The solution of the differential equation $x\frac{dy}{dx}+y=x^3{y}^6$ , is 

The given differential equation can be written as

$\frac{1}{y^6}\frac{dy}{dx}+\frac{1}{x{y}^5}=x^2$

Let $y^{-5}=0$ , Then 

$-5y^{-6}\frac{dy}{dx}=\frac{dv}{dx}\Rightarrow y^{-6}\frac{dy}{dx}=-\frac{1}{5}\frac{dv}{dx}$

Substituting these values in the given differential equation, we get

$-\frac{1}{5}\frac{dv}{dx}+\frac{1}{x}v=x^2$

$\Rightarrow \frac{dv}{dx}-\frac{5}{x}v=-5x^2$          …(i)

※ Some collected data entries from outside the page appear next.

Issue #1041, opened 2023-04-05
Switch to `Contents.IDrive` for the JupyterLite in-browser contents manager


jtpio:
### Problem

Currently the JupyterLite contents manager is built into the JupyterLite Server: https://github.com/jupyterlite/jupyterlite/tree/main/packages/contents

This could be an issue when site deployers want to have better control on where the files are stored.

### Proposed Solution

Move the contents manager to be a `Contents.IDrive` instead. This has a couple of benefits:

- it should (hopefully) be easier to swap the contents manager so site deployers could develop their own drive and use it in JupyterLite. For example for storing the files on a distant server
- help use multiple drives in JupyterLite
- follows the new RTC implementation, which is now also an `IDrive`: https://github.com/jupyterlab/jupyter_collaboration/blob/eb8456d81a60a2db6cbb14249df31f6e08493c02/packages/docprovider/src/ydrive.ts#L24
- the extension could be used in stock JupyterLab, Binder or other lab-based applications

There could be a new `jupyterlab-browser-contents` (or similar name) package that is basically a normal JupyterLab extension.

The extension could live in this repo under `py/jupyterlab-browser-contents`, or https://github.com/jupyterlite/jupyterlab-browser-contents.

### Additional context

Questions to investigate:

- the standalone extension should probably just focus on managing content in `IndexedDB` via `localforage`
- check mounting the content in the kernel works with an `IDrive`
- check if the current layering of "server" files would work with that approach. Some files visible in the file browser might be the ones provided at build time with the deployment

**Edit**: linking to some upstream issues for more context:
- https://github.com/jupyterlab/jupyterlab/issues/7755
- https://github.com/jupyterlab/jupyterlab-github/issues/75
- https://github.com/jupyterlab/jupyterlab/issues/15143
- https://github.com/jupyterlab/jupyterlab/pull/15291

jtpio:
Adding to `0.2.0` for consideration.

bollwyvl:
`IDrive` is fine API, but the upstream UX of multiple, mutually-exclusive sidebars is pretty rough, making things like drag-and-drop pretty useless. Really probably needs to be something more like a tree, as some extensions have demonstrated.

getting the lazy layering is _clutch_, of course: not sure what to do about that. at present, i don't know if idrive stuff works much _at all_ inside the kernels.

[...]

PR #1383, opened 2024-05-16
Allow providing your own ContentsAPI implementation for the emscripten DriveFS

martinRenou:
This PR allows https://github.com/jupyterlite/xeus/pull/87.

- Allow easily overwriting the `ContentsAPI` implementation in the DriveFS
- Extract the logic from `broadcast.ts` which processes the driveFS request, so that it's easily reusable in another implementation


packages/contents/src/drivefs.ts
```diff
@@ -460,10 +486,26 @@ export class ContentsAPI {
...
+    this.ERRNO_CODES = ERRNO_CODES;
+  }
+
+  request(data: IDriveRequest): any {
+    const workerAPI = coincident(self) as typeof globalThis;
+
+    // Assuming the kernel provides a processDriveRequest method
+    // that processes the request with utils.processDriveRequest
+    return (workerAPI as any).processDriveRequest(data);
+  }
```
martinRenou, line 508: I should probably redesign this to allow the kernel author using whichever tool they want for the blocking communication (coincident, synclink, raw Atomics.wait calls etc...).

packages/contents/src/utils.ts
```diff
@@ -0,0 +1,110 @@
+import { PathExt } from '@jupyterlab/coreutils';
```
bollwyvl, line 1: Moving this to a standalone function, outside of a class, means it becomes rather harder to overload... and the original `switch` implementation wasn't very extensible anyway.

It's worth considering this as a new class, advertised as a full interface, and moving the  `switch` monolith into individual, well-typed, documented methods:

```ts
export class DriveContentsProcessor implments IDriveContentsProcessor {
  contentsManager: Contents.IManager
  async processDriveRequest(request) {
    switch(request.method) {
      // ...
    }
  }
  async onReaddir(request: IReadDirRequest): IReadDirResponse {...}
  // ... 
  async onPut(request: IPutRequest): IPutResponse {...}
}
```

This would then be an argument to `BroadCastChannelWrapper`, or a new plugin, depending on whether it's important something else get _exactly_ this instance.

martinRenou: I like the idea of splitting the switch into multiple methods of a class 👍🏽 Thanks for the suggestion

martinRenou: Though it does not have to be a class, it does not need to keep a state whatsoever. It could simply be free functions

```typescript
export async function readdir(request: IReadDirRequest): IReadDirResponse {...}
  // ... 
export async function put(request: IPutRequest): IPutResponse {...}
```

But I don't have a strong feeling about this.

martinRenou: At least the class could keep the content manager as a property

bollwyvl: ... _and_ be subclassable, vs a pile-of-functions, which puts us right back in the "can't be overloaded without extreme feats of monkeypatching" place.

If nothing else, the class-based approach provides better-discoverable, granular documentation for a logical set of tightly-coupled behaviors.

martinRenou: I updated the PR introducing the new class.

It's not a singleton provided by a plugin, we could potentially do that in a separate PR

martinRenou:
Converting into draft. I want to make extra testing on this before continuing.

martinRenou:
It looks like making backward incompatible changes to the DriveFS will break the UI-tests here because it's using pyodide-kernel which builds against a specific DriveFS version.

It's fine in this PR because I'd like it to be backward compatible, but it may be annoying some day if we want to make intentional breaking changes.

martinRenou:
This is ready for review. The UI-tests failure appear on the main branch too, fixing it in https://github.com/jupyterlite/jupyterlite/pull/1390

martinRenou:
CI is passing now @jtpio

packages/contents/src/drivecontent.ts
```diff
@@ -0,0 +1,235 @@
...
+        return this.lookup(request);
+      case 'mknod':
+        return this.mknod(request as IDriveMknodRequest);
+      case 'getattr':
+        return this.getattr(request);
+      case 'get':
+        return this.get(request);
+      case 'put':
+        return this.put(request as IDrivePutRequest);
+    }
```
bollwyvl, line 119: would consider `console.error`ing here in a `default`.

packages/contents/src/drivecontent.ts
```diff
@@ -0,0 +1,235 @@
...
+ * Class for processing a drive request from the DriveFS.
+ */
+export class DriveContentsProcessor implements IDriveContentsProcessor {
+  private contentsManager: Contents.IManager;
+
+  constructor(options: DriveContentsProcessor.IOptions) {
+    this.contentsManager = options.contentsManager;
+  }
+
+  async processDriveRequest(request: IDriveRequest): Promise<any> {
```
bollwyvl, line 99: Sooo... there's almost certainly a way to use a type discriminator to get well-typed values out, removing the need for `!` in a few places elsewhere.

Basically:

```ts
// somewhere, maybe in `tokens`?
export type TDriveMethod = 'readdir' | /* ... */ | 'put';
// somewhere, else maybe _also_ in `tokens`?
export interface IDriveRequest {
  method: TDriveMethod;
  // ...
}
```

Then each of the requests would refine it down to _exactly_ a member;

It's also possible to make wacky types that work as lookup tables, but I can't pull it out off the top of my head..

martinRenou: Sorry, I don't understand your comment, can you elaborate?

The `IDriveRequest` is already defined that way on the main branch: https://github.com/jupyterlite/jupyterlite/blob/main/packages/contents/src/drivefs.ts#L31

bollwyvl: Ok, cool, we have that. My point is we should not need `!` in new places elsewhere, as the return types should be inferrable from the inputs, based on `method`... seeing if i can gin up something more concrete...

martinRenou: Ah ok I see what you mean, I'll have a look

bollwyvl: Ooof... I _have_ done something like this:

https://github.com/jupyter-lsp/jupyterlab-lsp/pull/278/files#diff-7c7804a4b99d4b67b07ab518d033a6de85bdbf291e5e03400106901ff2501d5aR30

(most of the types in that signature are in that PR, but it's still a beast)

We'd basically want types for each of the methods (that actually overload the `method` with the actual value), then would be able to reference them with `<T, U, V>`. It's a lot, but adding _new_ APIs with `any` feels bad.

martinRenou: Thanks for the reference! I just pushed an attempt to implement that. It seems to compile?

packages/contents/src/drivecontent.ts
```diff
@@ -0,0 +1,244 @@
...
+  constructor(options: DriveContentsProcessor.IOptions) {
+    this.contentsManager = options.contentsManager;
+  }
+
+  async processDriveRequest<T extends TDriveMethod>(
+    request: TDriveRequest<T>,
+  ): Promise<TDriveResponse<T>> {
+    switch (request.method) {
+      case 'readdir':
+        return this.readdir(request as TDriveRequest<'readdir'>) as Promise<
```
martinRenou, line 95: I understand we have no choice to cast here. It seems you're casting to `any` in https://github.com/jupyter-lsp/jupyterlab-lsp/pull/278/files#diff-7c7804a4b99d4b67b07ab518d033a6de85bdbf291e5e03400106901ff2501d5aR30.

martinRenou: From outside calls of `processDriveRequest`, the response type is correctly computed.

martinRenou:
@bollwyvl please tell me what you think now!

afshin:
Since "contents" in our API language is typically plural, I would suggest renaming `drivecontent.ts` to `drivecontents.ts`

martinRenou:
I just rebased (and squashed to make my life easier during the rebase).

Thanks @afshin I resolved it.

packages/contents/src/drivefs.ts
```diff
@@ -41,13 +43,42 @@ export type TDriveMethod =
   | 'put';
 
 /**
- * Interface of a request on the /api/drive endpoint
+ * Type of the data argument for the drive request, based on the request name
  */
-export interface IDriveRequest {
```
jtpio, line 46: Maybe we could document some of these refactoring changes in https://jupyterlite.readthedocs.io/en/latest/migration.html.

Not expecting them to be use extensively downstream, but still useful to have them documented somewhere.

martinRenou: Done!

jtpio (approved):
Thanks!

Let's get this in and released in the next alpha, so it can be tested downstream.

@martinRenou @bollwyvl please feel free to open a new issue or PR if something needs to be changed or fixed, thanks!

michaelweinold:
@martinRenou, could you help me make sense of this new feature? 

Following a quick search, I was unable to find documentation on `ContentsAPI` functionality.
From your changes, I see, that:

https://github.com/jupyterlite/jupyterlite/blob/a9dc3206019f40dcff913dcdcabe64b0cdcfa4f1/packages/contents/src/drivefs.ts#L375

1. Would this allow me to chose a different file system as default for my JupyterLite site?
2. Is this PR at all related to other efforts related to the file system, like:

 - https://github.com/jupyterlite/jupyterlite/issues/1041

For context: I am still looking for a good way to use `sqlite3` databases in the default directory - which is currently not possible, as per:

 - https://github.com/jupyterlite/pyodide-kernel/issues/35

This is the standard form of the linear differential equation having integrating factor

$\text{ I. F. }=e^{\int \frac{5}{x}dx}=e^{-5\log x}=\frac{1}{x^5}$

Multiplying both sides of (i) by I.F. and integrating w.r.t. x, we get 

$\begin{array}{l}v\frac{1}{x^5}=\int -5x^2\cdot \frac{1}{x^5}dx\\ \Rightarrow \frac{v}{x^5}=\frac{5}{2}{x}^{-2}+C\end{array}$

$\Rightarrow y^{-5}{x}^5=\frac{5}{2}{x}^{-2}+C$  , which is the required solution.